The MapR DB CDC origin includes additional CDC information in other record header attributes. The following table describes the record header attributes that the MapR DB CDC origin generates:
Record Header Attribute Description
mapr.op.timestamp The timestamp associated with the change.
mapr.server.timestamp The server timestamp associated with the change.
partition Partition where the data originated.
offset Offset for the data.
sdc.operation.type The CRUD operation type associated with the record. The sdc.operation.type record header attribute can include the following values:
  • 1 for INSERT
  • 2 for DELETE
  • 3 for UPDATE
topic Topic where the data originated.

Additional Properties

You can add custom configuration properties to the MapR DB CDC origin. You can use any MapR or Kafka property supported by MapR Streams. For more information, see the MapR Streams documentation.

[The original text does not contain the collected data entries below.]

Issue #3669, opened 2025-10-30
Replace checkbox component


steffenkleinle:
### Describe the Problem

Replace our custom checkbox implementation with https://callstack.github.io/react-native-paper/docs/components/Checkbox.

### Describe Your Preferred Solution

N/A

### Describe Possible Alternatives

N/A

### Related Issues

N/A

### Additional Information

N/A

PR #3721, opened 2025-11-13
3669: Replace custom checkbox with react native paper

bahaaTuffaha:
### Short Description

Replace custom checkbox with react native paper.

### Proposed Changes

- Removed old checkbox.
- Used checkbox from `react-native-paper`.

### Side Effects

- none

### Testing

- On native go to feedback form the side menu.
- Test the checkbox there.

### Resolved Issues

Fixes: #3669

---

### DIFF
--- a/native/src/components/CalendarChoiceModal.tsx
+++ b/native/src/components/CalendarChoiceModal.tsx
@@ -2,6 +2,7 @@ import React, { ReactElement, useState } from 'react'
 import { useTranslation } from 'react-i18next'
 import { FlatList, View } from 'react-native'
 import { Calendar } from 'react-native-calendar-events'
+import { Divider } from 'react-native-paper'
 import styled from 'styled-components/native'
 
 import Modal from './Modal'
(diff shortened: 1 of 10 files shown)


bahaaTuffaha:
It looks fine on android but there is no box for iOS. Only when you click the icon will appear.
- I think this is expected: https://callstack.github.io/react-native-paper/docs/components/Checkbox/
simulator_screenshot_1904E795-6C44-45D6-A212-B489E15DAC9F

steffenkleinle:
> It looks fine on android but there is no box for iOS. Only when you click the icon will appear.
> 
>     * I think this is expected: https://callstack.github.io/react-native-paper/docs/components/Checkbox/

Yes, with this component this seems to be expected. I think this looks bad and is quite good from a UX perspective as it is not clear for users where to press. We should probably use [Checkbox.Android](https://callstack.github.io/react-native-paper/docs/components/Checkbox/CheckboxAndroid) instead to have a consistent UI with good UX.

Perhaps it would be even better to use [Checkbox.Item](https://callstack.github.io/react-native-paper/docs/components/Checkbox/CheckboxItem#mode) since it includes a pressable label.

Issue #3648, opened 2025-10-24
App's logo gets re-rendered when I change tabs


bahaaTuffaha:
### Describe the Bug

- App's logo gets re-rendered for split second when I change tabs.

⚠️ from what I saw the problem could be directly from the `<Svg/>` component because I replaced it with `<img>` at `HeaderLogo` and the flickering stooped but clearly is bad solution here.
### Steps to Reproduce

1. Go to integreat.
2. Select a region and keep switching tabs.

### Expected Behavior

- The Logo should stay the same as long the props are the same.

### Related Issues

- None.

### Additional Information
https://github.com/user-attachments/assets/4a627340-6b8f-4b6b-8557-abae1ae89a69

PR #3738, opened 2025-11-24
#3648-resolved

sam2002jain:


steffenkleinle:
Hey @sam2002jain, thank you so much for all the effort and time spent on this! Sadly, your solution is relatively complicated and a little hacky. @bahaaTuffaha also took a look at this issue and came up with a more easy solution in my opinion, see #3741. I am therefore inclined to go with that solution, sorry for the trouble! 😢

PR #3742, opened 2025-11-26
Fix double encoding of URLs

steffenkleinle:
### Short Description

Fix double encoding of URLs by decoding first.

### Proposed Changes

- Decode URLs before encoding them

### Side Effects

Hopefully none.

### Testing

Go to https://integreat.app/ortenaukreis/de/antr%C3%A4ge/wohngeld-2 and check that the URL works as expected (the `Ort eintragen` field should be displayed).

Check that different URLs (e.g. with arabic chars) still work as expected.

### Resolved Issues

Fixes: N/A

---


LeandraH (approved):
Thanks for the quick fix!

Issue #3745, opened 2025-11-28
Rewrite the ChangeLanguageModal


LeandraH:
### Describe the Problem

Rewrite our ChangeLanguageModal to use components from `react-native-paper` and add a search for languages.

### Describe Your Preferred Solution

- [x] The ChangeLanguageModal should use components from `react-native-paper`
- [x] There should be a search bar with which to filter the languages

### Describe Possible Alternatives

Nope.

### Related Issues

#3349 for web issue, #3622 for web PR with some discussion about the polyfills
Part of #3666

PR #3750, opened 2025-11-29
3745: Rewrite language change modal

LeandraH:
### Short Description

This PR replaces the items in the `LanguageChangeModal` with `List.Items` from `react-native-paper`, and adds a search functionality analogous to #3622.

### Proposed Changes

- Replace the items in the `SelectorItem` with `List.Item`
- Add a `Searchbar` to the `ChangeLanguageModal`
- Add a search function to search either for the language in its own language, in the currently selected language, or the fallback language (i.e. German)
- Add a big file with polyfill directions. We don't want to import all the languages, only the currently used one plus the fallback language. Unfortunately, `metro` doesn't allow dynamic addresses (https://github.com/facebook/metro/issues/52), so it's a big file of possible imports.
- Update the documentation for adding new languages

### Side Effects

- I added elevation colors to the theme because those were necessary for the `Searchbar`. The colors will be replaced when we use the Theme from `react-native-paper`, so the background colors might also still change a little bit.

### Testing

Search for languages in all kinds of languages

### Resolved Issues

Fixes: #3745 

---


native/src/utils/importDisplayNamesPackage.ts
```diff
@@ -0,0 +1,142 @@
+// Metro does not support dynamic imports yet: https://github.com/facebook/metro/issues/52
```
LeandraH: I am watching this issue, so should it ever get resolved, I'll open an issue to replace this file but I'm not very optimistic that it'll ever happen.

bahaaTuffaha (approved):
Great Work! ✨ 
Tested on Android and iOS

When you add a configuration property, enter the exact property name and the value. The MapR DB CDC origin does not validate the property names or values.

Note: The MapR DB CDC origin uses the following MapR Streams configuration properties. The origin ignores user-defined values for these properties:
  • auto.commit.interval.ms
  • enable.auto.commit
  • group.id
  • max.poll.record

Configuring a MapR DB CDC Origin

Configure a MapR DB CDC origin to process MapR DB changed data that has been written to MapR Streams.

  1. In the Properties panel, on the General tab, configure the following properties:
    General Property Description
    Name Stage name.
    Description Optional description.
    On Record Error Error record handling for the stage:
    • Discard - Discards the record.
    • Send to Error - Sends the record to the pipeline for error handling.
    • Stop Pipeline - Stops the pipeline.
  2. On the MapR DB CDC tab, configure the following properties:
    MapR DB CDC Property Description
    Consumer Group Consumer group that the Data Collector belongs to.
    Topic List The topics to read.

    On the left side, enter the stream name and topic, as follows:

    /<stream_name>:<topic>

    For example, /data/sales:changelog.

    On the right side, enter the name of the table as follows:
    /<table>

    For example: /west.

    Click Add to add additional topics.

    Number of Threads Number of threads the origin generates and uses for multithreaded processing.
    Max Batch Size (records) Maximum number of records processed at one time. Honors values up to the Data Collector maximum batch size.

    Default is 1000. The Data Collector default is 1000.

    Max Batch Wait Time (ms) Number of milliseconds to wait before sending a partial or empty batch.
    MapR Streams Configuration Additional configuration properties to use. Using simple or bulk edit mode, click the Add icon to add properties.

    Use the property names and values as expected by MapR Streams.

    You can use MapR Streams properties and the set of Kafka properties supported by MapR Streams.